BEGIN Data shown

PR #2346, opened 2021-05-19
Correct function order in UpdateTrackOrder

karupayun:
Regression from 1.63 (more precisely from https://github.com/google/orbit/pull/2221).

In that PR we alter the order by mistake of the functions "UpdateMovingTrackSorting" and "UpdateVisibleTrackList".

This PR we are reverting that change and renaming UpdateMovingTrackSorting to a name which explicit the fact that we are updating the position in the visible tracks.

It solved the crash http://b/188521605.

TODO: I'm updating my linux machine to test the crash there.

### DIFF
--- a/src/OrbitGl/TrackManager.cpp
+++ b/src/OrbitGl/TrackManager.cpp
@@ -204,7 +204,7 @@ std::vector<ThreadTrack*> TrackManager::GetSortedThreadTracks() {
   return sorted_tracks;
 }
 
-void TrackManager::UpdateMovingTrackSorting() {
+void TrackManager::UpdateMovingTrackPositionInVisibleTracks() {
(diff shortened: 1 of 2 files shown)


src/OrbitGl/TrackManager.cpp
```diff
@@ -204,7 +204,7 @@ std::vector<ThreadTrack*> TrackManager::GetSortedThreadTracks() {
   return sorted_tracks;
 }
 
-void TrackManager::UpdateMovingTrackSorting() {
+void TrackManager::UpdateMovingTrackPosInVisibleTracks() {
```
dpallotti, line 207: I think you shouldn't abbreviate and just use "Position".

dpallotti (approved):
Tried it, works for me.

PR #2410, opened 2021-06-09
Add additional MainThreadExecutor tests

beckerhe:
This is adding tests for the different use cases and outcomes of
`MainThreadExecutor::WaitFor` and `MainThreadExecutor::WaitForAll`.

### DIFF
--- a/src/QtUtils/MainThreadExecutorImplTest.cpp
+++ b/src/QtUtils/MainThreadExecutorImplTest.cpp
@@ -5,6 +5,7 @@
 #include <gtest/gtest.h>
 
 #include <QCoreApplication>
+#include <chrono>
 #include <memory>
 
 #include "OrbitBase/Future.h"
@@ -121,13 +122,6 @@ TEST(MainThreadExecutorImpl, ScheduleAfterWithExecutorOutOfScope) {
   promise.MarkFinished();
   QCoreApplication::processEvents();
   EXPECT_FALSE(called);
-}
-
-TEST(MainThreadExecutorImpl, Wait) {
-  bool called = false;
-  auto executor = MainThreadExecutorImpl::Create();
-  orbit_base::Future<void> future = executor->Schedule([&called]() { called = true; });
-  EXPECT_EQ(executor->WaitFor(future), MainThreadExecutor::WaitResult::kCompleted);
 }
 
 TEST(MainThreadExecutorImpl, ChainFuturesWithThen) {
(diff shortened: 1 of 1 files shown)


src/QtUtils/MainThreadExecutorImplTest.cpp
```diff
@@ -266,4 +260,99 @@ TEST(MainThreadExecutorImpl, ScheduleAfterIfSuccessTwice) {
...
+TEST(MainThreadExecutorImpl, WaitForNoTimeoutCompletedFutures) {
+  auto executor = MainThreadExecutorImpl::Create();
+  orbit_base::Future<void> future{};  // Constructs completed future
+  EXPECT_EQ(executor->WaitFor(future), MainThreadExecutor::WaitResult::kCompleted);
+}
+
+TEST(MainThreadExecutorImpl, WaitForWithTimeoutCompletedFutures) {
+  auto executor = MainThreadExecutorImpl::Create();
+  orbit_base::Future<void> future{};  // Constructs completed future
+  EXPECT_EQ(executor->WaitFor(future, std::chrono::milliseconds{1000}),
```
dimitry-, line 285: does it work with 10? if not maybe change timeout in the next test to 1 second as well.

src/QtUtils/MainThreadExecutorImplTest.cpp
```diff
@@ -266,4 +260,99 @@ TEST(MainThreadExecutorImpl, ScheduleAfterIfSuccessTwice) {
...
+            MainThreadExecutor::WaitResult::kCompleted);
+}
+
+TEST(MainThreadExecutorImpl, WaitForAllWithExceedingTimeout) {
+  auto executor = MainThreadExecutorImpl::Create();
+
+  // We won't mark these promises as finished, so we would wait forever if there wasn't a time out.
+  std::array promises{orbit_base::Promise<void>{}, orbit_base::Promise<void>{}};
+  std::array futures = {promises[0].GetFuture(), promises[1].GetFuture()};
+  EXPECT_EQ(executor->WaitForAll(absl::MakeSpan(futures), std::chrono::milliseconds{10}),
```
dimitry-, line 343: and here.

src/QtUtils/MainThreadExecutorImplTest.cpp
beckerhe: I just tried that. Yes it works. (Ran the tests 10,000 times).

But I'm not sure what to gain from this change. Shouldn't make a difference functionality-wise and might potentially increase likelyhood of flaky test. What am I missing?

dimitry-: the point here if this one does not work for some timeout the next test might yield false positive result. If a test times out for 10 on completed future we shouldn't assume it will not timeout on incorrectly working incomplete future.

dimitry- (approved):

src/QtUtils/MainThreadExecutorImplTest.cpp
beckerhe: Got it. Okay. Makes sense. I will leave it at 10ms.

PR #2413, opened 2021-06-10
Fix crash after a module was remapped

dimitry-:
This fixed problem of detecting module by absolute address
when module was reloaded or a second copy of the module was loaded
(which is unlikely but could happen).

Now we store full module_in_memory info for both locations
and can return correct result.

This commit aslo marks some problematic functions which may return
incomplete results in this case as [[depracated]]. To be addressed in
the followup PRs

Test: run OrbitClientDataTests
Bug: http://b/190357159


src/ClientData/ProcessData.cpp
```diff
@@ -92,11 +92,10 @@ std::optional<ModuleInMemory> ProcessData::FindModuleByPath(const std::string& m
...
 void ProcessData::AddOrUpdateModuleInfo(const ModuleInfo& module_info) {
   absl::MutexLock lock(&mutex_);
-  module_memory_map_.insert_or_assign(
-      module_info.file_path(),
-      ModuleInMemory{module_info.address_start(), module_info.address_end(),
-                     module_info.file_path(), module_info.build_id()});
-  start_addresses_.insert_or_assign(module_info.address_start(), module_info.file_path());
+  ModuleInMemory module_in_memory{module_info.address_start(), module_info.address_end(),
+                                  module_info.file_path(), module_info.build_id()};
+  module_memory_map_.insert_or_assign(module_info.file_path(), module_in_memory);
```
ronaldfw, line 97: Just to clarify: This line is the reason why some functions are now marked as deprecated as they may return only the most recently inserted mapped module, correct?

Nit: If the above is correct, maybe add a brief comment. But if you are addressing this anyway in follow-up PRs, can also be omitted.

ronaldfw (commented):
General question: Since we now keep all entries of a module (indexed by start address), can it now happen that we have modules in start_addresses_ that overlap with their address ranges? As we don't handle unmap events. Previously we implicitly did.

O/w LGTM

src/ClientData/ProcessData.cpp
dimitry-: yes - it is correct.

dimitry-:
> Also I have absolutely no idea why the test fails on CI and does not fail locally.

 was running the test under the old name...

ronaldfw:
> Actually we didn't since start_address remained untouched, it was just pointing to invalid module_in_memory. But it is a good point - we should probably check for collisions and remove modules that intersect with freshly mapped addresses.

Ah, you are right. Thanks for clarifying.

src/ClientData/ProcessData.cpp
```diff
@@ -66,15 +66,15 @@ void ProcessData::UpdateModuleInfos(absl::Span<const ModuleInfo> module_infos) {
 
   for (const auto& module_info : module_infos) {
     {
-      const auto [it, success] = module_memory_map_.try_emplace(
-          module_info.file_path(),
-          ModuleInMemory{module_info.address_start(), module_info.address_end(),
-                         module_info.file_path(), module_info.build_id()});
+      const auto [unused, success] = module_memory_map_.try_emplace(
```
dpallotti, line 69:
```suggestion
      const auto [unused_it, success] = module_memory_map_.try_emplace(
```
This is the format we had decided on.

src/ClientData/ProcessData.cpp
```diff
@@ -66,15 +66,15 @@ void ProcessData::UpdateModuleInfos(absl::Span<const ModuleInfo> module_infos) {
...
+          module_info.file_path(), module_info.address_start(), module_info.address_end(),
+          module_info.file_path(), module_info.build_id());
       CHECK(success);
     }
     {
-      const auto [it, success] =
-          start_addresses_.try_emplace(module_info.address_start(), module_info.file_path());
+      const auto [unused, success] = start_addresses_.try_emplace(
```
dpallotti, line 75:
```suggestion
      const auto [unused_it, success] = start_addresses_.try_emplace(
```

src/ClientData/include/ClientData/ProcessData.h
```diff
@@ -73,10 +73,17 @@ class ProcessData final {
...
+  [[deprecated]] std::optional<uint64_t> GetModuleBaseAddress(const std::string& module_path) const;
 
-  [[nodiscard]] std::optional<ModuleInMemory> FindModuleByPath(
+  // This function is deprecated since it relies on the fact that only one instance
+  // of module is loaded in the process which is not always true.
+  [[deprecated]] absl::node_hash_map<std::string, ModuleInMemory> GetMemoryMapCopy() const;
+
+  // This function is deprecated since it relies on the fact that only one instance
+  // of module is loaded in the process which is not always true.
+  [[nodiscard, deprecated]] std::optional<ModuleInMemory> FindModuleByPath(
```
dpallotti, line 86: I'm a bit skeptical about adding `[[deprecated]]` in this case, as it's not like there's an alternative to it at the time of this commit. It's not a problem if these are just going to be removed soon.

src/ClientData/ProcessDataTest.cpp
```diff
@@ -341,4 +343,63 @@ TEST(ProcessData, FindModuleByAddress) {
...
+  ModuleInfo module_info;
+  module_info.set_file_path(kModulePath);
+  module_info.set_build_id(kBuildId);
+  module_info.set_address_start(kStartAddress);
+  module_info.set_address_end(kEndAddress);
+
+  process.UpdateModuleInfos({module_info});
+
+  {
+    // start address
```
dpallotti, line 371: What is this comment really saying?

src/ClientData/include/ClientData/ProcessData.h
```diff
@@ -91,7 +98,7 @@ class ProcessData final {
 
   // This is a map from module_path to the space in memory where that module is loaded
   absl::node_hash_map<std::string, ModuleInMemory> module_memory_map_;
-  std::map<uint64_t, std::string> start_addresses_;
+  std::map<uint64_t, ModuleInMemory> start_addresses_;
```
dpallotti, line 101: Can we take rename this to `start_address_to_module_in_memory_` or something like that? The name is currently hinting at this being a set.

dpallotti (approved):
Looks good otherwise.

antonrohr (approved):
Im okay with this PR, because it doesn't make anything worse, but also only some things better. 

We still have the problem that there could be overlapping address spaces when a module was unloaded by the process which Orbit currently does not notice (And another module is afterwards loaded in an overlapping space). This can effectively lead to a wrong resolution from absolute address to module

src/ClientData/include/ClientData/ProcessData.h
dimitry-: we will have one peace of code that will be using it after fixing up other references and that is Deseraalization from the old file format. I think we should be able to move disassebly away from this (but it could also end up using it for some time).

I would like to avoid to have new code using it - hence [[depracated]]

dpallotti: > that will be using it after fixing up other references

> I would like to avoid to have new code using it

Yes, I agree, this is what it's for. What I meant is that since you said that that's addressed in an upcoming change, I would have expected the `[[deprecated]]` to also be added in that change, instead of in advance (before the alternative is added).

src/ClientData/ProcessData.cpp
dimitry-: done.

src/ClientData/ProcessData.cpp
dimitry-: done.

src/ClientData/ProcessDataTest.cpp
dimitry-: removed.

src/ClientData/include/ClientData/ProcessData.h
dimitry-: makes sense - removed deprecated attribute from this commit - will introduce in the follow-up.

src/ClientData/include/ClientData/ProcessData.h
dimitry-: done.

END Data shown

Work instruction:
In the records above, locate the lines holding the word "name". Copy each of them.

Response area:
This PR we are reverting that change and renaming UpdateMovingTrackSorting to a name which explicit the fact that we are updating the position in the visible tracks.
 was running the test under the old name...
dpallotti, line 101: Can we take rename this to `start_address_to_module_in_memory_` or something like that? The name is currently hinting at this being a set.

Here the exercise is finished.